Die Freuden des Motorradfahrens

Die Kettenritzelcrew 2017 (Foto: Axel Thomsen)

Seit fünf Jahren fahre ich jedes Jahr eine Motorradtour. Anfangs war es nur ein verlängertes Wochenende ins Riesengebirge, jetzt komme ich gerade zurück von acht Tagen Kurven jagen in den französischen Alpen. Die Zusammensetzung der Kettenritzelcrew hat dabei auch jedes Jahr variiert, von anfangs zwei Jungs auf fünf in den letzten drei Jahren in unterschiedlichster Zusammensetzung.

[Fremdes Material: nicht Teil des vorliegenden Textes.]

PR #1458, opened 2022-07-15
Add REST API module to griddle

shannynalayna:
This adds a rest api with a builder, runnable, and running instances. This allows for the rest api to be stood up and taken down more easily. The running instance of the rest api implements the `ShutdownHandle` trait from the threading::lifecycle module.  

Technically, this also updates Griddle to use actix web 4. The rest api module is behind the experimental `rest-api` feature.

### DIFF
--- a/griddle/src/rest_api/actix_web_4/api.rs
+++ b/griddle/src/rest_api/actix_web_4/api.rs
@@ -1,0 +1,44 @@
+// Copyright 2018-2022 Cargill Incorporated
+//
+// Licensed under the Apache License, Version 2.0 (the "License");
+// you may not use this file except in compliance with the License.
+// You may obtain a copy of the License at
+//
+//     http://www.apache.org/licenses/LICENSE-2.0
+//
+// Unless required by applicable law or agreed to in writing, software
+// distributed under the License is distributed on an "AS IS" BASIS,
+// WITHOUT WARRANTIES OR CONDITIONS OF ANY KIND, either express or implied.
+// See the License for the specific language governing permissions and
+// limitations under the License.
+
+//! Implementation for the running of the REST API, the `GriddleRestApi` handles the startup and
+//! shutdown of Griddle's REST API.
+
+use std::{future::Future, net::SocketAddr, pin::Pin, thread::JoinHandle};
+
+use actix_web::dev::ServerHandle;
+
+/// Contains information about the ports to which the REST API is bound.
+#[derive(Debug)]
+pub struct GriddleBindAddress {
+    /// The SocketAddr which defines the bound port.
+    pub addr: SocketAddr,
+
+    /// The scheme (such as http) that is running on this port.
+    pub scheme: PortScheme,
+}
+
+/// Indicates the scheme used by a port
+#[derive(Debug)]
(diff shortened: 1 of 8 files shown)


griddle/src/rest_api/actix_web_4/api.rs
```diff
@@ -0,0 +1,35 @@
...
+use actix_web::dev::Server;
+
+/// Contains information about the ports to which the REST API is bound.
+#[derive(Debug)]
+pub struct GriddleBindAddress {
+    /// The SocketAddr which defines the bound port.
+    pub addr: SocketAddr,
+
+    /// The scheme (such as http) that is running on this port.
+    pub scheme: String,
```
Caleb-Hill, line 41: Should this be an enumeration? Seems like we probably know what schemes are valid options

griddle/src/rest_api/actix_web_4/api.rs
```diff
@@ -1,4 +1,4 @@
-// Copyright 2022 Cargill Incorporated
+// Copyright 2018-2022 Cargill Incorporated
```
Caleb-Hill, line 1: This should probably be in the last commit?

griddle/src/rest_api/actix_web_4/api.rs
```diff
@@ -26,10 +41,149 @@ pub struct GriddleBindAddress {
...
-    server: Server,
+    server_handle: ServerHandle,
     shutdown_future: Option<Pin<Box<dyn Future<Output = ()>>>>,
 }
+
+impl GriddleRestApi {
+    pub(super) fn new(
+        bind_url: String,
+        resource_providers: Vec<Box<dyn GriddleResourceProvider>>,
+        #[cfg(feature = "proxy")] proxy_client: Box<dyn ProxyClient>,
```
Caleb-Hill, line 61: Feature gated function arguments tend to infect any structs/fns that interact with them and become hard to read. The `authorization` gated stuff is a good example in the splinter rest-api. In my opinion the codebase will be better served by a builder with optional/gated methods.

shannynalayna: Proxying is intended to be a basic functionality of Griddle, besides the batch-signing stuff, so it makes sense to me that the proxying client stays as an argument to the rest api struct. It doesn't feel like the same situation as authorization in Splinter, which someone might want more easily to turn off/on. Let me know if anyone has differing opinions on this, as I think it should stay a fn argument here. If we were to continue working on stabilizing features for Grid, this feature could be removed.

griddle/src/rest_api/actix_web_4/api.rs
shannynalayna: Updated to make this an enumeration, as we do know which schemes are valid options. The actix struct we're pulling this arg from returns a str slice, so i added a conversion method for that slice to the enum which will default to `http`.

Caleb-Hill:
lgtm

ameliabradley (approved):

ameliabradley (dismissed):

ameliabradley (approved):

CLEckhardt (approved):

Issue #1132, opened 2020-10-29
Partial projects view


FintanH:
In https://github.com/radicle-dev/radicle-upstream/pull/1129 we introduce projects that may fail. It does not, however, surface these failures to the UI.

We should surface them to the user so that they can know that something went wrong and possibly try and recover from that error, if possible.

It would be good to get @radicle-dev/product's view on how this should be surfaced.

FintanH:
Part of making our lives better, `Project` will become an `enum` where it's `Tracked`, `Contributed`, or `Failure` /cc @xla

PR #1180, opened 2020-11-03
chore(ui): show notifications for projects that can't be displayed

### LINKED ISSUE #1186: modifier key + click on links still open external links within the electron renderer
Happens if you <kbd>⌘</kbd>+click on a link in Upstream.
We should disable this.

Related to: https://github.com/radicle-dev/radicle-upstream/pull/634.

Screenshot 2020-11-04 at 13 33 29

rudolfs:
Shows an error notification for each broken project.

As per [design](https://www.figma.com/file/owmgsbs6lnUt8R1bixstCA/%F0%9F%8C%B1%F0%9F%86%99-Radicle-Upstream?node-id=6142%3A592).

Closes: https://github.com/radicle-dev/radicle-upstream/issues/1132.
Fixes #1186

Screenshot 2020-11-03 at 16 42 27


juliendonck:
How can I test this?

rudolfs:
> How can I test this?

@juliendonck you need to break a project. Easiest way would be to mangle your monorepo.

1. Create a new project (with new repository) via the app and note the project's URN *without* the `rad:git` part.
2. Then delete that project's `main` branch in the monorepo (replace `URN_GOES_HERE` with the actual urn!):
```
rm ~/Library/Application\ Support/xyz.radicle.radicle/git/refs/namespaces/URN_GOES_HERE/refs/heads/main
```
3. Go to the profile page, you should see an error notification about the mangled project.

ui/src/profile.ts
```diff
@@ -75,3 +76,14 @@ export const fetchFollowing = (): void => {
     return reqs.filter(req => req.type !== waitingRoom.Status.Cloned);
   });
 };
+
+export const showNotificationsForFailedProjects = async (): Promise<void> => {
+  const failedProjects = await project.fetchFailed();
+  failedProjects.forEach(project => {
+    notification.error(
+      `The project ${project.metadata.name} could not be loaded`,
```
FintanH, line 84: Would it make sense to have a way of displaying the type of failure? I'm thinking the more information we give the user about the failure, then the better the reports we get when they do fail.

FintanH (approved):
Looks good to me. I have one question about supplying the user with information about the failure. 

Also, could you create a follow-up ticket for the `enum` refactor that we discussed?

rudolfs:
> Also, could you create a follow-up ticket for the enum refactor that we discussed?

@FintanH here you go: https://github.com/radicle-dev/radicle-upstream/issues/1182.

juliendonck (dismissed):
LGTM 🐛

rudolfs:
Closes: https://github.com/radicle-dev/radicle-upstream/issues/1186.

rudolfs:
After discussing this with @FintanH, @juliendonck and @geigerzaehler, we decided to show concise error messages with additional context that can be copied to the user's clipboard and shared with us.

Screenshot 2020-11-04 at 17 18 21

The clipboard contents for this error are:
```
{
  "message": "The project newwww could not be loaded",
  "context": {
    "RepoType": {
      "New": "new",
      "Existing": "existing"
    },
    "Role": {
      "Contributor": "contributor",
      "Maintainer": "maintainer",
      "Tracker": "tracker"
    },
    "ReplicationStatusType": {
      "NotReplicated": "notReplicated",
      "Replicated": "replicated"
    },
    "PeerType": {
      "Local": "local",
      "Remote": "remote"
    },
    "creation": {},
    "peerSelection": {},
    "pendingPeers": {},
    "project": {},
    "projects": {},
    "tracked": {},
    "localState": {},
    "localStateError": {},
    "defaultBranch": {},
    "peerValidation": {}
  }
}
```

All other existing UI error handling code will be updated in: https://github.com/radicle-dev/radicle-upstream/issues/1187.

juliendonck (approved):
Worked for me

xla:
> `"type": "defaultBranch",`

Is this all we get from the backend for the error?

rudolfs:
> Is this all we get from the backend for the error?

@xla I'm still working on getting also an appropriate message from the backend. Was dealing with the `ipc.js` import errors so far...

rudolfs:
@xla, @FintanH: I had another look at the API code together with @geigerzaehler and we came to the conclusion that adding another string along with the error type which we already have (`"type": "defaultBranch"` | `"type": "stats"` | `"type": "signedRefs"`) wouldn't give us much. If a user runs into this problem and sends us this json blob, we already have enough information to debug this or instruct the user.

If we *really* want those nice messages, I propose we add the `error type` <-> `message` lookup in the front-end.

xla:
> @xla, @FintanH: I had another look at the API code together with @geigerzaehler and we came to the conclusion that adding another string along with the error type which we already have (`"type": "defaultBranch"` | `"type": "stats"` | `"type": "signedRefs"`) wouldn't give us much. If a user runs into this problem and sends us this json blob, we already have enough information to debug this or instruct the user.

Right because the failure is expressed in these three variants and doesn't carry the usual information like normal errors have. The shape of the `Failure` enum is awkward, given that we interleave the failure type and the project data. It would be clearer if it looked like:

``` rust
#[derive(Serialize)]
#[serde(rename_all = "camelCase", tag = "type")]
pub enum Failure {
    /// We couldn't get a default branch for the project.
    DefaultBranch { partial: Partial },
    /// We couldn't get the stats for the project.
    Stats { partial: Partial },
    /// We couldn't get the signed refs of the project, and so we can't determine if it's tracked
    /// or contributed.
    SignedRefs { full: Full },
}
```

geigerzaehler (approved):

FintanH:
@xla I'll follow up with the better representation of the `Project` and `Failure` modes :+1: This looks good to me otherwise

PR #1183, opened 2020-11-04
refactor(proxy): move auth token logic into context

geigerzaehler:
We remove the logic that validates and generates auth tokens from the HTTP layer and consolidate it in `api::context`.


rudolfs (approved):

xla (approved):
🈂️ 🔀 🚃 ⛎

Letztes Jahr kam Rolf neu dazu, dieses Jahr brachten Axel und Rolf ihren Freund Reinhard mit.

Auch wenn wir uns größtenteils untereinander nicht näher kannten, es passte immer. Obwohl immer unterschiedliche Charakterköpfe dabei sind. Vielleicht liegt es daran, daß wir alle im Motorrad fahren einen sehr emotionalen, gemeinsamen Nenner haben. Auch in anderen Kontexten habe ich erleben dürfen, daß sich Menschen viel schneller und direkter öffnen, wenn man die gleiche Passion Motorrad beim Gegenüber entdeckt.

Die Herzlichkeit, mit der uns Sandra letzte Woche Samstag begrüßte als wir regendurchnässt bei ihr vor der Tür standen ist auch nicht selbstverständlich für zwei Personen, die sich vorher noch nie persönlich gesehen haben. Gut, wir lesen unsere Blogs gegenseitig schon länger und sind auch in diversen sozialen Netzwerken verdingst. Trotzdem würde ich nicht bei jedem beim ersten Treffen meine nassen Socken ausziehen und zum trocknen auf den Ofen legen.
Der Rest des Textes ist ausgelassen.